As with other social media applications, DocCHIRP is subject to network effects, whereby a good or service becomes more valuable as the size of the user pool grows, reaching the required critical mass to sustain productive use. Although communication between clinicians did not easily allow clinicians to consult outside their group, we expect to observe a wide range of potential uses with the implementation of more robust crowd management systems. Our data indicate that clinicians agree that consultation with a crowd of known colleagues can produce high-yield answers. In this case, these individuals have a high likelihood of possessing the knowledge in question and are motivated to respond in a timely fashion. However, it remains to be seen what will happen when users reach out to larger groups, either within or across disciplines, in terms of quality and the timeliness of responses. We anticipate this latter model, where, for example, generalist practitioners seek information from a crowd of trusted yet unknown specialists, has the potential to fetch the most useful information. Yet, while the literature supports the assumption that crowd size is directly proportional to the quality of the responses received, ¹⁹ the outstanding question remains whether clinicians will be motivated to connect by virtue of their affiliation within an institution or ACO, absent an established personal connection. In addition to serving as the vehicles for information delivery, this and other medical crowdsourcing applications will provide a unique window on this novel mode of communication.
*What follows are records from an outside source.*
PR #5717, opened 2022-06-13
EVG-16736: Split up GraphQL resolvers file

minnakt:
[EVG-16736](https://jira.mongodb.org/browse/EVG-16736)

### Description 
The `resolvers.go` file is over 4000 lines long and as a result it can be hard to parse or find things within it. This PR makes it so that the resolver definitions and functions are distributed among smaller, more digestible files by (1) grouping schema files and (2) modifying `gqlgen.yml`.

### Notes
- I didn't end up using the `follow-schema` command for `gqlgen.yml` because I didn't really like how it placed some limitations on the file structure. Here's my [branch](https://github.com/minnakt/evergreen/tree/EVG-16736_state2) where I tried out this format.  I put the root `Query` and `Mutation` definition in `base.graphql` (because I didn't want to put it in some arbitrary graphql file) but this would always generate a `base.resolvers.go` file which felt unnecessary given that a `resolver.go` file is always generated too.
- I moved a bunch of stuff into folders to prevent import cycles. The main reason I had to do this is because I wanted to keep all of the resolver files in a `/resolvers` folder instead of jumbled up in the general `/graphql` folder.
- The file grouping decisions were made according to my own interpretation. I'm happy to move/adjust things if it makes more sense to other people.

### Testing 
- Existing GQL tests pass
- On staging


gqlgen.yml
```diff
@@ -4,59 +4,227 @@
 # for detailed .gqlgen.yml documentation.
 
 schema:
-  - graphql/schema.graphql
```
malikchaya2, line 7: (the placement of this comment is random, I just wanted threading to be available) 

These changes are great! I love the organization! 

I am wondering a bit about how this changes the workflow. Before these changes I would add something to the schema, delete the resolvers file, run `make gqlgen` and then copy the function headers that were generated. How does that change now? Would it be possible to document the new flow somewhere, maybe in the dev guide?

ablack12 (changes requested):

graphql/model/models_gen.go
```diff
@@ -1,6 +1,6 @@
 // Code generated by github.com/99designs/gqlgen, DO NOT EDIT.
```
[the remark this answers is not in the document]
minnakt: The [config](https://gqlgen.com/config/) docs seem to recommend that they go in separate packages but I will investigate!

gqlgen.yml
minnakt: yes good point! 😅 I'm not familiar with that workflow (I typically just write the function header from scratch) but you could do the same thing I think!

It would be something like:
- You add whatever field / query / mutation to the corresponding graphql file in schema
- Delete the `resolvers.go` file
- Run make `gqlgen`
- It will generate a `resolvers.go` file with quite literally EVERYTHING (it's not smart enough to partition into correct files, so you'll get a bunch of duplicate definition errors)
- Grab the function header you want
- Restore the original `resolvers.go` file
- Paste the function header into the file you want it to go (so if its a project-related function, put it in `resolvers/project.go`)

graphql/resolvers/util/ui_plugin_build_baron.go
```diff
@@ -1,12 +1,12 @@
-package graphql
+package util
```
khelif96, line 1: I don't think we need this package. By defining the util package we collide with the existing `util` package. 
This function is only used by Graphql we don't need to place it in a separate package and expose it as a public function.

graphql/schema.graphql
```diff
@@ -1,3 +1,4 @@
+# THIS FILE IS BEING KEPT FOR BACKWARDS COMPATABILITY.
```
khelif96, line 1: I'm confused by what this means?

graphql/http_handler.go
```diff
@@ -9,6 +9,8 @@ import (
 	"github.com/99designs/gqlgen/graphql"
 	"github.com/99designs/gqlgen/graphql/handler"
 	"github.com/99designs/gqlgen/graphql/handler/apollotracing"
+	generated "github.com/evergreen-ci/evergreen/graphql/generated"
```
khelif96, line 12: I don't think we need a generated package it is only used by graphql why do we need a separate package to store these values?

graphql/errors/errors.go
```diff
@@ -1,4 +1,4 @@
-package graphql
+package errors
```
khelif96, line 1: I don't think we need a separate errors package. These functions are only used by graphql and should just share the same package name.

khelif96 (changes requested):
Thanks for doing this. 
Although the functions are grouped by the "logical value they belong to" it disconnects from the graph aspect of graphql. 
It is difficult to track down what file a sub resolver is in because it requires context on what "group" the resolver belongs to.
Why is this `projectSettings` resolver in the `projects` file why not a `projectSettings` folder? 
Why is the `UpdatePublicKey` resolver in the user file; why not in the hosts directory? 
This structure requires an implementer to consider the use case of the individual resolver to locate where it belongs or decide where to place it. 

When i proposed this ticket i envisioned maintaining the "graphql graph grouping". Everything that is a `queryResolver` lives in a `queryResolver` file, a `mutationResolver` lives in the `mutationResolver` File, `taskResolver` in `taskResolver` etc. This way you maintain the native grouping we have defined in our `schema`

gqlgen.yml
malikchaya2: ah, that makes sense. thanks!

graphql/schema.graphql
minnakt: I deleted this file, I thought it would break Spruce frontend but it seems fine on staging

graphql/http_handler.go
minnakt: if the `/resolvers` folder is kept (which I'm not sure it is based on your previous comment), then moving this out will cause an import cycle (because the files outside of `/resolvers` import `/resolvers` but then `/resolvers` needs to import the files outside of itself)

graphql/host_resolver.go
```diff
@@ -0,0 +1,81 @@
...
+	"context"
+	"fmt"
+	"time"
+
+	"github.com/evergreen-ci/evergreen/model/host"
+	restModel "github.com/evergreen-ci/evergreen/rest/model"
+	"github.com/evergreen-ci/utility"
+	"github.com/mongodb/grip"
+	"github.com/mongodb/grip/message"
+	werrors "github.com/pkg/errors"
```
ablack12, line 16: Does this need to be werrors if we aren't usin ga different errors package?

graphql/mutation_resolver.go
```diff
@@ -0,0 +1,1133 @@
+package graphql
```
ablack12, line 1: @khelif96 do we foresee ever wanting to split mututations up into more files? (Could be a future ticket to think about the best way to do it but does seem like this file is also quite large)

graphql/patch_resolver.go
```diff
@@ -0,0 +1,294 @@
...
+	"github.com/evergreen-ci/evergreen/model"
+	"github.com/evergreen-ci/evergreen/model/build"
+	"github.com/evergreen-ci/evergreen/model/commitqueue"
+	"github.com/evergreen-ci/evergreen/model/patch"
+	"github.com/evergreen-ci/evergreen/model/task"
+	"github.com/evergreen-ci/evergreen/model/user"
+	"github.com/evergreen-ci/evergreen/rest/data"
+	restModel "github.com/evergreen-ci/evergreen/rest/model"
+	"github.com/evergreen-ci/utility"
+	werrors "github.com/pkg/errors"
```
ablack12, line 23: same question

graphql/mutation_resolver.go
khelif96: mutations are tougher to split up since they all stem from the mutation root. and are harder to associate with parent resolvers. [Federated Graphql ftw](https://www.apollographql.com/docs/federation/) But for now this might be the best ew can do.

graphql/host_resolver.go
minnakt: I think it's an issue with `gqlgen`. 😭 If I don't give it a specific name, it'll auto-import the `"errors"` package instead of `"github.com/pkg/errors"` package every time I run `make gqlgen`. 

There's actually an open issue about this in `99designs/gqlgen` repo and I left a comment in `resolver.go` linking to it. (I don't think I can leave a comment in the more specific resolver files because they get overwritten every time I generate)

graphql/schema/types/version.graphql
```diff
@@ -0,0 +1,170 @@
...
+type BuildVariantTuple {
+  buildVariant: String!
+  displayName: String!
+}
+
+"""
+CommitQueue is returned by the commitQueue query.
+It contains information about the patches on the commit queue (e.g. author, code changes) for a given project.
+"""
+type CommitQueue {
```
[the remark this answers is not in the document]
minnakt: you got it boss 👍

graphql/host_resolver.go
ablack12: Another option is we could switch to using fmt since we just use .Error anyway (like instead of `werrors.Wrapf(err, "Problem getting last known project for '%s'", alias.ChildProject).Error())` we could do `fmt.Sprintf("Problem getting last known project for '%s': %s", alias.ChildProject, err.Error())`
But whatever works!

khelif96 (approved):
Great job on this! Just had a few open questions.

Does the graphql playground still work? Will it still autocomplete queries now that the schema is still split up.

How does spruce dev work now that the schemas are split up? 
Do we need to symlink all of the files? 
Do the utilities around graphql query linting still work with the split up files?

minnakt:
> Does the graphql playground still work? Will it still autocomplete queries now that the schema is still split up.

Yes! I tested on staging below. You can see the autocomplete and also one of the doc comments I added in the Docs side panel.
Screen Shot 2022-06-29 at 1 40 58 PM

> Do we need to symlink all of the files? 

Yes, the instructions are in my Spruce PR! Rather than symlinking each of the files we can just symlink the entire folder (achieving the same effect).
* evergreen-ci/spruce/pull/1321

> Do the utilities around graphql query linting still work with the split up files?

I assume you mean linting in Spruce (I've never noticed GQL linting in the Evergreen repo, though I could be wrong). If so then yes, that's also handled by my Spruce PR. 

Screen Shot 2022-06-29 at 2 48 25 PM

PR #5719, opened 2022-06-14
EVG-6005 Set is_patch to explicitly an empty string for mainline commits

ZackarySantana:
[EVG-6005](https://jira.mongodb.org/browse/EVG-6005)

### Description 
When running expansions.write, users should be able to see is_patch as an empty string. Before is_patch is set to true, when it is a patch, but now it will be set to an empty string explicitly in all other cases. That way users can see it in expansions.write.

### Testing 
There was existing expansions tests that expected is_patch to not exist, and for the total amount of expansions default-ly available to be a certain amount. Updating the tests to expect an empty is_patch and +1 to the amount of expansions properly tests the new implementation.


malikchaya2 (approved):
Congratulations on getting your first (second?) ticket to code review 🎉  

Since the work in this PR has diverged from what the user initially had in mind, I think it would be a good idea to set the title to something closer to "Set is_patch to the empty string for mainline commits" or something like that. (Also feel free to update the new hire guide to communicate this concept as  well if you feel called to it :)

ablack12:
Agreed -- PR titles are meant to describe the change made, which doesn't always align with the ticket title

ZackarySantana:
Got it! Thank you for the feedback, I will set the title to something closer like that

ZackarySantana:
The lastest commit was intended for another branch, so I pushed it back one commit. Also thank you guys again for the feedback on the PR details

PR #5720, opened 2022-06-14
EVG-16879: allow task container allocation to retry up to a limit

Kimchelly:
Jira: https://jira.mongodb.org/browse/EVG-16879

### Description 
Each task gets its own counter that tracks the number of times Evergreen has attempted to allocate a container to run it. If the pod fails for whatever reason (e.g. the container cannot run the agent), it'll try re-allocating containers until it hits the limit. Once it hits the limit, Evergreen should system-fail the task, but I'm going to save that for a later PR ([EVG-16880](https://jira.mongodb.org/browse/EVG-16880)).

### Testing 
Added unit tests.


model/task_lifecycle.go
```diff
@@ -1641,6 +1645,9 @@ func checkResetSingleHostTaskGroup(t *task.Task, caller string) error {
 	return nil
 }
 
+// checkResetSingleHostTaskGroup attempts to reset all tasks that are under the
```
hadjri, line 1648: should be `checkResetDisplayTask`

hadjri (approved):

model/task_lifecycle.go
Kimchelly: Good catch, fixed.

PR #5721, opened 2022-06-15
EVG-16453 filter superuser results from mana routes

ablack12:
[EVG-16453 ](https://jira.mongodb.org/browse/EVG-16453 )

### Description 
Right now Evergreen users have permissions on every project and we expose these permissions to Mana (for example,  https://mana.corp.mongodbgov.com/resources/61a3e469f29b988eeefcf846), but really these are internally designated and shouldn't be modifiable by project admins, and may confuse them, so we should filter them out. 
(Have confirmed this with the MANA team)

Added a "all" option for Evergreen engineers who want to use this route instead of querying the DB (i.e. me).

### Testing 
Tested locally.


globals.go
```diff
@@ -1072,13 +1072,20 @@ var SuperuserPermissions = []string{
 }
 
 const (
-	BasicProjectAccessRole = "basic_project_access"
-	BasicDistroAccessRole  = "basic_distro_access"
+	BasicProjectAccessRole     = "basic_project_access"
+	BasicDistroAccessRole      = "basic_distro_access"
+	SuperUserRole              = "superuser"
+	SuperUserProjectAccessRole = "admin_project_access"
```
malikchaya2, line 1078: why is this ""admin_project_access" instead of "superuser_project_access"?

malikchaya2 (changes requested):

globals.go
ablack12: That's just what it is in the backend already and it would require a migration to change it. I wanted to make the variable name more clear since project_admins are something else.

malikchaya2 (approved):

PR #5722, opened 2022-06-15
EVG-17073 Redirect to new waterfall if hitting evergreen.mongodb.com

khelif96:
[EVG-17073](https://jira.mongodb.org/browse/EVG-17073)

### Description 
Visiting evergreen.mongodb.com will now redirect you to the spruce commits page if you have spruce enabled. Any other routes will still take you to the legacy pages

https://user-images.githubusercontent.com/4605522/173864988-eda65544-860b-42f0-ad9a-46112889aabf.mov

.


service/waterfall.go
```diff
@@ -637,6 +637,20 @@ func (uis *UIServer) waterfallPage(w http.ResponseWriter, r *http.Request) {
 	}{newUILink, uis.Settings.Jira.Host, uis.GetCommonViewData(w, r, false, true)}, "base", "waterfall.html", "base_angular.html", "menu.html")
 }
 
+// Create and return a redirect to the spruce waterfall page. If the user is opted in to the new UI,
+func (uis *UIServer) waterfallRedirect(w http.ResponseWriter, r *http.Request) {
```
ablack12, line 641: Should we call this mainlineCommitsRedirect or something since we don't call the new page the waterfall?

service/waterfall.go
```diff
@@ -637,6 +637,20 @@ func (uis *UIServer) waterfallPage(w http.ResponseWriter, r *http.Request) {
 	}{newUILink, uis.Settings.Jira.Host, uis.GetCommonViewData(w, r, false, true)}, "base", "waterfall.html", "base_angular.html", "menu.html")
 }
 
+// Create and return a redirect to the spruce waterfall page. If the user is opted in to the new UI,
```
ablack12, line 640: this comment ends in a comma?

bsamek:
@khelif96 One thing I hadn't thought of when we discussed this is that this potentially makes it confusing for external users of Evergreen to see it. I'll add a comment in the ticket.

service/waterfall.go
```diff
@@ -637,6 +638,23 @@ func (uis *UIServer) waterfallPage(w http.ResponseWriter, r *http.Request) {
...
 }
 
+// Create and return a redirect to the spruce waterfall page if the user is opted in to the new UI.
+func (uis *UIServer) mainlineCommitsRedirect(w http.ResponseWriter, r *http.Request) {
+	u := gimlet.GetUser(r.Context())
+	if u != nil {
+		user, ok := u.(*user.DBUser)
+		if ok {
+			if user.Settings.UseSpruceOptions.SpruceV1 {
+				evergreen.GetEnvironment().Settings().Ui.UIv2Url = ""
```
bsamek, line 648: What's the reason for setting this?

service/waterfall.go
```diff
@@ -637,6 +638,23 @@ func (uis *UIServer) waterfallPage(w http.ResponseWriter, r *http.Request) {
...
+				http.Redirect(w, r, fmt.Sprintf("%s/commits/", uis.Settings.Ui.UIv2Url), http.StatusSeeOther)
+			}
+		}
+	}
+
+	http.Redirect(w, r, "/waterfall", http.StatusSeeOther)
```
bsamek, line 654: This redirects `/` to `/waterfall`. How does `/waterfall` redirect to spruce?

bsamek (changes requested):

service/waterfall.go
khelif96: I don't remember setting this it must have been a bad copy:pasta when i was cleaning up the code to make the pr. It didn't have an effect which is why i didn't notice it.

service/waterfall.go
bsamek: Oh sorry, I misread, resolving.

khelif96: I added a comment to make it more clear. This is essentially a fallback. If there is no user in the request/ or they do not have spruce enabled. We fallback and redirect to "/waterfall"

bsamek (approved):
lgtm with a question

ablack12 (approved):

service/waterfall.go
```diff
@@ -637,6 +638,23 @@ func (uis *UIServer) waterfallPage(w http.ResponseWriter, r *http.Request) {
...
 }
 
+// Create and return a redirect to the spruce waterfall page if the user is opted in to the new UI.
+func (uis *UIServer) mainlineCommitsRedirect(w http.ResponseWriter, r *http.Request) {
+	u := gimlet.GetUser(r.Context())
+	if u != nil {
+		user, ok := u.(*user.DBUser)
+		if ok {
+			// If the user is opted in to the new UI, redirect to the new UI.
+			if user.Settings.UseSpruceOptions.SpruceV1 {
```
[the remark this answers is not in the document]
khelif96: i think the 2  conditionals above should guard against this value being nil.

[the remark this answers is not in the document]
bsamek: Ah, I worried that some field would be a pointer. None is. LGTM.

Despite having an 85 percent response rate, the total number of providers in our post-trial sample was relatively small (n = 72). Thus, we may not have been able to fully appreciate differences between user and non-user impressions. Furthermore, our use of a convenience sample from a subset of available clinical departments limits the generalizability of our findings across the full range of clinical practice sites and HCP profiles. Although we found “users” were more likely than “non-users” to engage colleagues in face-to-face discussions, it is possible that “users” are more consultative or collaborative in nature than the “non-users” group independent of any technological intervention. There were also limitations to the program design that prevented us from studying several important aspects of human–computer interactions. Chief among these was not capturing the location of the clinical encounter and timing of the response with respect to this event. Since having access to a provider network with sufficient depth and variety of experience will be essential to support continued use and growth, we believe that providing flexible options that allow HCPs to create and manage their networks will be crucial to the success of crowdsourcing in this domain. Finally, while there is value in assessing provider perception, future studies will be needed to establish whether implementation of real-time crowdsourcing systems like DocCHIRP will in fact benefit key metrics including diagnostic accuracy, the quality of care delivered, provider efficiency, the cost of services provided, or patient outcomes.